La puissance n’est que ce que vous produisez. Ça ne nous dit pas quelles filières énergétiques sont activées. On ne sait pas non plus si vous obtenez l’adaptation souhaitée. Vous ne savez pas si vous vous entrainez dans la bonne zone.
Ça ne vous est jamais arrivé de faire une séance où tous les efforts vous sont parus plus dur que prévu ? Où vous aviez l’impression que chaque intervalle était mal calibré ?
C’est probablement parce qu’il vous manquait un indicateur objectif, prenant en compte votre physiologie du moment…
Il est de plus en plus répandu chez les cyclistes, coureurs à pied et triathlètes professionnel ou amateur. On parle du lactate.
Le test avec mesure du lactate s’avère ainsi très utile.
L’individualisation de l’entraînement
Zones d’entraînement
Les seuils sont principalement utilisés pour prescrire des zones d’entraînement très spécifiques et individualisées. Les zones d’entraînement sont utiles car elles prescrivent une intensité d’exercice qui est conçue pour envoyer un certain signal et ainsi provoquer une adaptation dans un système énergétique particulier.
Par exemple en cyclisme, beaucoup font des tests 20 min où ils appliquent un coefficient entre 0,9 et 0,95 pour connaitre la FTP (théoriquement la plus haute puissance soutenable dans un état stable).
Ce test est souvent utilisé pour représenter la puissance au deuxième seuil. Les zones d’entrainement sont ensuite basé sur cette FTP (eg. zone 2, 56-75% FTP).
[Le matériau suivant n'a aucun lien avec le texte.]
Issue #8810, opened 2024-10-29
Allow passing "empty" values from Go SDK


jedevc:
Suppose the following scenario:

```go
// module foo
func (f *Foo) DoFoo(
	// +optional
	// +default=true
	arg bool,
	// +optional
	arg2 string,
} error {
	// ...
}
```

```go
// module bar
func (f *Bar) DoBar() error {
	return dag.Foo().DoFoo(dagger.FooDoFooOpts{Arg: false})
}
```

As described in https://github.com/dagger/dagger/issues/7777#issuecomment-2203387161, this `false` won't apply, and we'll get the default `true` value set for `arg`.

That's because of the following logic in the generated go code: https://github.com/dagger/dagger/blob/6873b3a3960f7927c6b0971e97141ad3bc9a3e55/sdk/go/dagger.gen.go#L1092-L1095

If a value is a zero-value (e.g. `false`, `0`, `""`), then we won't include in the values sent to the server. This is done because in go **there's no way to distinguish between a value that's not provided and a value that's set to the zero value**. This issue mostly appears with default booleans of `true`, but could also appear with empty strings.

This is a pretty big issue for the Go SDK - it means that users are incentivized to just avoid options that default to `true` if they want to be called from the Go SDK (other languages don't have this issue).

We should work out what to do, since this is a pretty big stumbling block. Some options off the top of my head:

- Document this limitation somewhere - all SDKs have their quirks, so we could have a docs page where we write them all down, and we just accept that this is one of Go's.

- Explicitly handle the boolean default `true` case - in this case, invert the option for go. So in the above example, the Go SDK gets an option `NoArg`:

  ```go
  // module bar
  func (f *Bar) DoBar() error {
    	return dag.Foo().DoFoo(dagger.FooDoFooOpts{NoArg: true})
  }
  ```
  
  However, this only handles for the boolean case, we still haven't handled the similar (and more complex) `""`/`0` cases.

- Give up entirely on using structs for opts - instead allow using a `With` pattern - this is a pretty standard pattern in the go ecosystem of doing options (which we use ourselves in the engine/cli).

  ```go
  // module bar
  func (f *Bar) DoBar() error {
    	return dag.Foo().DoFoo(dagger.FooDoFooWithArg(false))
  }
  ```

  - This is very verbose. Needing to explicitly prefix `FooDoFoo` for each distinct option is quite miserable.
[...]

PR #10342, opened 2025-05-06
"reload" host dirs and files

### LINKED ISSUE #9934: Reload host directories
## Problem

When calling `Host.directory()` or `Host.file()`, I get a one-time snapshot of the file or directory, *and it will never change for the whole session*.

This hasn't been too much of a problem in one-off function calls with `dagger call`. But it becomes a major obstacle to using the Dagger Shell interactively for local dev.

## Solution

Enable reloading of host files and directories in the same session.

## Design

API: TBD
Shell UX: TBD

cwlbraa:
fixes #9934

this PR seeks to provide users the means to auto-reload host directories.

this will be the new default behavior for +defaultPath. prior to this PR, it's very surprising in shell and prompt modes that input argument +defaultPaths are not reloaded - you can open a shell, be editing application code on your inner loop, but your dagger functions will never reload your source code unless you restart the shell. after this PR, it does what you'd expect, and does so fairly fast thanks to perf optimizations in localsource.

I feel like there are places I'm missing where noCache should be set to true. I covered the +defaultDir case, but maybe this should be the default for loading dirs from user-provided paths, too? 

maybe even for module loading in shell? even with this change, edits to module code aren't reflected in a persistent shell, prompt, or mcp session. 

this PR also deletes our copy of rand.Text now that we're on go 24.


core/integration/host_test.go
```diff
@@ -320,4 +321,47 @@ func (HostSuite) TestFile(ctx context.Context, t *testctx.T) {
...
+
+				file := c.Host().File(bPath, test.opts...)
+				content, err := file.Contents(ctx)
+				require.NoError(t, err)
+				require.Equal(t, "1", content)
+
+				require.NoError(t, os.WriteFile(bPath, []byte("12"), 0o600))
+
+				// file = c.Host().File(bPath, test.opts...) // this doesn't change behavior, but maybe worth testing?
+				content, err = file.Contents(ctx)
```
vito, line 361: Yeah that's an interesting property. I guess when you disable caching for these, it means any unlazying call that has it as an input will do a filesync?

Almost feels like something I'd want API control over - like to re-sync the directory, but have the returned object be stable from that point forward.

Or does that work like this?

```go
syncedFile, err := c.Host().File(bPath, dagger.HostFileOpts{NoCache: true}).Sync(ctx)


syncedFile.Contents(ctx) // "1"

// write "12" to bPath

syncedFile.Contents(ctx) // still "1"

reSyncedFile, err := c.Host().File(bPath, dagger.HostFileOpts{NoCache: true}).Sync(ctx)

reSyncedFile.Contents(ctx) // "2"
```

dagql/cachekey.go
```diff
@@ -76,6 +76,30 @@ func CachePerSessionObject[A any](
...
+	CacheType() CacheControlType
+}
+
+type CacheControlType int
+
+const (
+	CacheTypeUnset     CacheControlType = iota
+	CacheTypePerClient CacheControlType = 1
+	CacheTypePerCall   CacheControlType = 2
+)
```
jedevc, line 90: :eyes: I think we can drop `= 1` / `= 2` right? `iota` should auto-increment this.

core/integration/host_test.go
jedevc: Will let @sipsma confirm, but I think that once the local directory is loaded - it gets "frozen" at that point, and can't be modified.

Agreed that that example *should* be how it works, would be good to test it.

core/schema/host.go
```diff
@@ -259,6 +263,12 @@ func (s *hostSchema) directory(ctx context.Context, host dagql.Instance[*core.Ho
 		buildkit.WithTracePropagation(ctx),
 	}
 
+	// this is slightl hacky - to bust the cache with noCache:true, we exclude a random text path.
+	// no real chance of excluding something real and this changes both the name and the cache key without changes to localsource.
+	if args.NoCache {
+		args.Exclude = append(args.Exclude, rand.Text())
```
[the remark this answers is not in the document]
jedevc: :cry: I don't love this, but yup, something like this is gonna be the way to hack it for now I think.

If you leave it in as a `HACK`, we can fix this up when we dagop-ify it, since then we can actually control the buildkit cache keys :smile:

core/integration/host_test.go
cwlbraa: will cover, i also don't know what the behavior is here XD

dagql/cachekey.go
cwlbraa: i think so? i don't recall if this was LLM or linter generated, i definitely wrote pseudocode and then asked claude to make it into a idiomatic go enum XD

core/schema/host.go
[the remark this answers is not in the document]
sipsma: There is a route to avoid this by customizing the LLB, which we've done in the past for other sources pre-dagop-ification.

e.g. `gitdns` used this (old commit, not present in current codebase): https://github.com/dagger/dagger/blob/83b7c60e49e860b1b9d5d7296461fc21edd33f9c/engine/sources/gitdns/state.go#L15

We'd be able to include an extra attr in the LLB, which would could then see in the local source cache key and automatically include a rand string in the cache key ([here](https://github.com/sipsma/dagger/blob/8ff111162057de9d4e699da3f30a0b806020d83e/engine/sources/local/source.go#L127-L127))

I would _slightly_ prefer that since it is simpler than always setting an extra exclude in these situations, but not a blocker for me since I can't *think* of why the random exclude hack would break or meaningfully slow anything down.

core/integration/host_test.go
sipsma: Yeah when `NoCache: true` is set then the local dir will still be "frozen" once it's been turned into an id or sync is called. At least, that's what I'd predict the behavior is based on the code (and what I'd want it to be), but indeed worth testing.

dagql/cachekey.go
cwlbraa: omg you know what actually happened? my lsp hints show the `= 1` as overlay text so i didn't think it was getting committed XD

core/schema/host.go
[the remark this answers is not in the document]
cwlbraa: > If you leave it in as a HACK, we can fix this up when we dagop-ify it, since then we can actually control the buildkit cache keys 😄

and i'm down to take a shot at this, I've been curious about dagopifying anyways. i just don't want to bring it in scope for this particular change.

core/integration/host_test.go
cwlbraa: > Yeah when NoCache: true is set then the local dir will still be "frozen" once it's been turned into an id or sync is called. At least, that's what I'd predict the behavior is based on the code (and what I'd want it to be), but indeed worth testing.

unfortunately that's not the current behavior. having revisited this to make the commented-out test case explicit, the behavior still matches the comment i've left in, which is to say that @vito's example above does not work, it returns 12 for the 2nd Contents call on the already-sync'd file w/NoCache:true - the exact same behavior as though you'd recreated the file object from scratch.

sipsma: How did you test that? I just pulled this PR down and modified the test case like this:
```diff
diff --git a/core/integration/host_test.go b/core/integration/host_test.go
index dbba43e2b..1b532d575 100644
--- a/core/integration/host_test.go
+++ b/core/integration/host_test.go
@@ -363,13 +363,18 @@ func (HostSuite) TestFile(ctx context.Context, t *testctx.T) {
                                bPath := filepath.Join(dir, rand.Text())
                                require.NoError(t, os.WriteFile(bPath, []byte("1"), 0o600))
 
-                               file := c.Host().File(bPath, test.opts...)
+                               file, err := c.Host().File(bPath, test.opts...).Sync(ctx)
+                               require.NoError(t, err)
                                content, err := file.Contents(ctx)
                                require.NoError(t, err)
                                require.Equal(t, "1", content)
 
                                require.NoError(t, os.WriteFile(bPath, []byte("12"), 0o600))
 
+                               content, err = file.Contents(ctx)
+                               require.NoError(t, err)
+                               require.Equal(t, "1", content)
+
                                file = c.Host().File(bPath, test.opts...)
                                content, err = file.Contents(ctx)
                                require.NoError(t, err)
```

And it passes, which would indicate that `.Sync` does indeed result in the load being frozen.

cwlbraa: ah, i assumed any unlazy call implied the underlying object was sync'd, but the assignment afterwards is what matters

core/integration/host_test.go
```diff
@@ -320,4 +320,61 @@ func (HostSuite) TestFile(ctx context.Context, t *testctx.T) {
 		require.NoError(t, err)
 		require.Equal(t, "hello world", content)
 	})
+	t.Run("cache behavior", func(ctx context.Context, t *testctx.T) {
```
sipsma, line 323: worth adding variations for `HostDirectoryOpts` too

core/modulesource.go
```diff
@@ -350,6 +350,7 @@ func (src *ModuleSource) LoadContext(
 				Args: []dagql.NamedInput{
 					{Name: "path", Value: dagql.String(path)},
 					{Name: "exclude", Value: dagql.ArrayInput[dagql.String](dagql.NewStringArray(ignore...))},
+					{Name: "noCache", Value: dagql.NewBoolean(true)},
```
sipsma, line 353: worth adding a test for this behavior existing now

cwlbraa: oh yeah, agreed, for some reason i thought i already had but it's not in the diff

core/integration/host_test.go
cwlbraa: yep agreed

core/integration/host_test.go
cwlbraa: tests improved to reflect this and nail it down fully

core/modulesource.go
cwlbraa: i did already have it, but committed it as part of a refactor that i abandoned and squashed out. recovered. it passes.

core/integration/host_test.go
cwlbraa: done

cwlbraa:
test coverage dramatically improved, and they all confirm the desired behavior (aka i didn't need production code changes to make them pass)

core/integration/module_test.go
```diff
@@ -5873,146 +6076,3 @@ func logGen(ctx context.Context, t *testctx.T, modSrc *dagger.Directory) {
 		}
 	})
 }
-
-func (ModuleSuite) TestSSHAgentConnection(ctx context.Context, t *testctx.T) {
```
cwlbraa, line 5877: it's been driving me nuts that these are below the test helpers so i moved em up

sipsma (approved):

cwlbraa:
@jedevc added changelog.


> Is the idea to also extend it to args passed through the shell like `host directory --path=...` as a follow-up?

there are multiple places to take this and shipping this small cut of functionality leaves a lot of doors open. When you say "args passed through the shell" if you mean module constructor arguments, then solidly yes, those should definitely have the same behavior as +defaultPath.

if we're talking literally in the shell `host | directory --path=...`, this functionality is already available as `host | directory --path=... --noCache`.

the other thing we should consider as a group is whether or when to make this the default behavior for all `host | directory`s. for now, I don't want to make such a subtle and sweeping breaking change. we can't actually change the default without either making a breaking change or finding a way to fix the [bool default issue](https://github.com/dagger/dagger/issues/8810).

Le concept de FTP est dérivé d’études qui ont montré de fortes corrélations entre la puissance moyenne lors d’un contre-la-montre de 60 minutes et le deuxième seuil de lactate (Coyle, E F et al., 1988 ; Coyle, E F et al., 1991). En théorie, la FTP fait donc référence à la puissance maximale qui peut être soutenue pendant 60 min.
En raison de l’exigence d’un test contre-la-montre d’une heure, un test de 20 minutes a été proposé comme alternative, où 95% de la puissance moyenne sur les 20 minutes est considéré comme le FTP (Allen and Coggan, 2006).
Cependant, ce coefficient n’a pas été dérivé de la recherche, et récemment, 90 % de la puissance sur 20 minutes a été démontrée comme une meilleure estimation de la puissance sur 60 minutes (MacInnis, Martin J et al., 2018).
Des études récentes ont comparé le FTP aux mesures du deuxième seuil via le lactate, malheureusement l’accord est médiocre entre les mesures (Borszcz, Fernando Klitzke et al., 2018 ; Klitzke Borszcz, Fernando et al., 2019 ; Inglis, Erin Calaine et al., 2019 ; Jeffries, Owen et al., 2021 ; Lillo-Beviá, José Ramón et al., 2022 ; Morgan, Paul T et al.,2019).
Cela n’est pas surprenant étant donné que le test FTP de 20 minutes est une estimation de la puissance moyenne sur 60 minutes qui elle même est une estimation du deuxième seuil.
De plus, le lien entre seuil 2 et puissance moyenne sur 60 minutes peut être vrai à l’échelle de la moyenne d’un groupe, cependant à l’échelle individuelle, le temps de soutient au seuil 2 est très variable. Le temps de soutient est d’ailleurs un facteur entrainable et très important pour la plupart des disciplines d’endurance.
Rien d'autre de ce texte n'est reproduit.